The Italian conductor Fabio Luisi has become an increasingly familiar and welcome face to New York audiences. Recently appointed Principal Conductor at the Metropolitan Opera, he is primarily known here as an operatic conductor. But he has also been the chief conductor of the Vienna Symphony Orchestra (known as the Wiener Symphoniker in German) since 2005, and on Sunday the Viennese joined him in Avery Fisher Hall. While the warhorse program recalled the taste of the city’s other major orchestra--the arch-conservative Vienna Philharmonic--it was a fine afternoon.
For the orchestra, the centerpiece of this rather short program was in the second half, Beethoven’s Symphony No. 7. (The program originally featured Franz Schmidt’s remarkable and underrated Symphony No. 4 but was changed to the familiar Beethoven, an unfortunate alteration.) As was clear in his recent Siegfried at the Met, Luisi is a conductor of Apollonian temperament, leading interpretations of elegant control and clear textures. This was a polished performance that never lost a sense of classical balance. Richard Wagner called this symphony "the apotheosis of the dance," but Luisi's dance was a classical ballet, not a cancan.

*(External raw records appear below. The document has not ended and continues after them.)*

PR #3482, opened 2026-08-31
Forward `batch_size` in `PerceptualPathLength.compute`

VenishPaneliya:
## What does this PR do?

`PerceptualPathLength.__init__` documents `batch_size`, validates it, and stores it as `self.batch_size` — but that attribute is never read again. `compute()` forwards ten arguments to the functional `perceptual_path_length` and `batch_size` is not one of them, so the functional default of 64 always wins over the class default of 128.

Measured with a counting `sim_net` at `num_samples=256`:

| requested `batch_size` | class: passes / effective | functional: passes / effective |
|---|---|---|
| 128 | 4 / **64** | 2 / 128 |
| 256 | 4 / **64** | 1 / 256 |

The class ignores the argument entirely. The fix is to forward it:

```python
 return perceptual_path_length(
     generator=self.generator,
     num_samples=self.num_samples,
     conditional=self.conditional,
+    batch_size=self.batch_size,
     interpolation_method=self.interpolation_method,
```

`batch_size` only chunks the sampling loop before `torch.cat`, so the returned values are unchanged — what changes is how many generator and LPIPS forward passes run. At the library default `num_samples=10_000`, a user asking for 1024 currently gets 157 batches instead of 10.

Two things worth flagging:

- The default *effective* batch size goes 64 → 128, so peak memory at default settings roughly doubles. 128 is the documented and validated default, so honouring it looks like the correct behaviour, but it is a real change for anyone relying on the current default.
- Different batch shapes reassociate the float32 sum, so results shift by ~6e-7 relative. That is well inside the existing reference-test tolerance and the suite is unchanged.

## Testing

Added `test_batch_size_is_forwarded`, which drives the metric with a `sim_net` that records the batch dimension it receives and asserts the largest matches the requested `batch_size`.

- before the fix: `assert 64 == 32` — fails
- after the fix: passes
- full `tests/unittests/image/test_perceptual_path_length.py`: 17 passed, 1 skipped (unchanged from master)

<details>

- [x] Did you make sure to **update the docs**? (no doc change needed — the docstring already describes the intended behaviour)

</details>

<details>
  <summary>PR review</summary>

</details>

## Did you have fun?

Yes — chasing an attribute that was assigned and then quietly forgotten is a fun kind of bug.

### DIFF
--- a/CHANGELOG.md
+++ b/CHANGELOG.md
@@ -36,6 +36,9 @@ and this project adheres to [Semantic Versioning](https://semver.org/spec/v2.0.0
 - Fixed malformed LaTeX in `CLIPScore` and `HausdorffDistance` docstring math so it renders correctly ([#3427](https://github.com/Lightning-AI/torchmetrics/pull/3427))
 
 
+- Fixed `PerceptualPathLength` ignoring the `batch_size` argument, which left it running at the functional default of 64 ([#3482](https://github.com/Lightning-AI/torchmetrics/pull/3482))
+
+
 - Fixed `Metric` ignoring an active `torch.device` context manager on torch 2.3-2.7 ([#3448](https://github.com/Lightning-AI/torchmetrics/pull/3448))
 
 
--- a/src/torchmetrics/image/perceptual_path_length.py
+++ b/src/torchmetrics/image/perceptual_path_length.py
@@ -172,6 +172,7 @@ class PerceptualPathLength(Metric):
             generator=self.generator,
             num_samples=self.num_samples,
             conditional=self.conditional,
+            batch_size=self.batch_size,
             interpolation_method=self.interpolation_method,
             epsilon=self.epsilon,
             resize=self.resize,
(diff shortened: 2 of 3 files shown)


VenishPaneliya:
Good catches, all three applied.

- Added a `_TORCHVISION_AVAILABLE` skip — `PerceptualPathLength.__init__` raises `ModuleNotFoundError` without torchvision, so the test would have hard-failed rather than skipped on a minimal install.
- `_CountingSimNet` now returns `(N, 1, 1, 1)` on `img1.device` with `img1.dtype`, matching what LPIPS actually hands back.
- `_TinyGenerator` now emits `255 * torch.rand(...)`. That one was a real contract violation on my side: the functional documents generator output as scaled to [0, 255] and immediately does `2 * (out / 255) - 1`, so my [0, 1] generator was feeding it values it would have squashed to roughly [-1, -0.99].

Re-checked the regression still holds both ways after the changes: with the fix the test passes and `batch_sizes` is all 32s; with `batch_size=self.batch_size` removed from `compute()` it fails with `[64]`, i.e. one unbatched pass.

Luisi began the first movement at a broad tempo, showcasing the orchestra’s plush string sound and excellently balanced winds. The body of the movement (which included the exposition repeat) was played with graceful power. Luisi’s excellent dramatic timing, always an asset in conducting opera, proved valuable in the exciting coda. The famous opening of the second movement was intoned by the lower strings with mechanical flatness, growing in expression with the entry of each section of the orchestra. It made a powerful crescendo, though one that felt more inevitable than organic. The third movement showed quicksilver gradations of dynamics and phrasing through the many repetitions of the theme. The last movement was taken at an exhilarating tempo but never turned manic.
The program had begun with the twenty-three-year old French pianist Lise de la Salle’s rendition of Rachmaninov’s ever-popular Piano Concerto No. 2. De la Salle got off to a forceful start, banging out the opening chords with steely authority. Her somber, fateful opening was matched by the orchestra’s dense sound. Unfortunately that steeliness was something she would struggle with for the entire concerto, her Steinway seemingly so brightly voiced and hard-edged as to make warmth and poetry distant thoughts. De la Salle has sharp technique, and her fast arpeggios emerged with force, but the melodic line was often lost under the orchestra. After some bumbling by the orchestra at the beginning of the second movement, de la Salle loosened up, and played with more flexibility. Despite the piano’s persistently tinkling tone, she showed poetry and introspection in the slow movement’s figuration. The percussive acrobatics of the last movement were handled with dexterity and verve, and Luisi managed the tempo changes with unobstructive aplomb without further balance issues.
The orchestra was warmly applauded and played two encores: a rapid-fire account of the overture to Le nozze di Figaro and, appropriately for Viennese visitor’s, Johann Strauss II’s polka Unter Donner und Blitz. New York audiences will have more Luisi to look forward to in January when he conducts Götterdämmerung at the Met.